## RECORDED INFORMATION
--- START ---

PR #1305, opened 2018-12-07
Authorizer callback for SQLite for use by the stored procedures subsystem

mistachkin:
These changes forbid any DDL statements from being executed via Lua stored procedures.


mistachkin:
These changes are not quite complete.  The code in 'comdb2build.c' needs to be modified to call into the SQLite authorizer subsystem.

akshatsikarwar:
I prefer to see this done a bit more surgically.
Enable authorizer only during `lua_prepare_sql_int`. That is the only site where user provided queries are run. Undo all changes in `exec_thread_int/exec_procedure_int`. This will also allow us to deny `SQLITE_CREATE_TEMP_TABLE` but only when done through user specified query.

akshatsikarwar:
We want to use stmt caching if its enabled whether authorizer is active or not.

akshatsikarwar:
Here is an alternate implementation which does not change the world:
https://github.com/akshatsikarwar/comdb2/commit/6d34550a315ebe5bff5cc5e84c45418ff9705cdd

PR #1306, opened 2018-12-08
Fix issues with the integration of query parallelization (e.g. UNION)...

mistachkin:
This change fixes crashes in the 'sc_timepart' and 'union_parallel' tests.


mistachkin:
Both test suites are now passing.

--- END ---

## INSTRUCTIONS TO FOLLOW
The answer must be the line containing "Enable authorizer only" and every line after it through the end of the records, repeated exactly.

## EXERCISE SOLUTION
Enable authorizer only during `lua_prepare_sql_int`. That is the only site where user provided queries are run. Undo all changes in `exec_thread_int/exec_procedure_int`. This will also allow us to deny `SQLITE_CREATE_TEMP_TABLE` but only when done through user specified query.

akshatsikarwar:
We want to use stmt caching if its enabled whether authorizer is active or not.

akshatsikarwar:
Here is an alternate implementation which does not change the world:
https://github.com/akshatsikarwar/comdb2/commit/6d34550a315ebe5bff5cc5e84c45418ff9705cdd

PR #1306, opened 2018-12-08
Fix issues with the integration of query parallelization (e.g. UNION)...

mistachkin:
This change fixes crashes in the 'sc_timepart' and 'union_parallel' tests.


mistachkin:
Both test suites are now passing.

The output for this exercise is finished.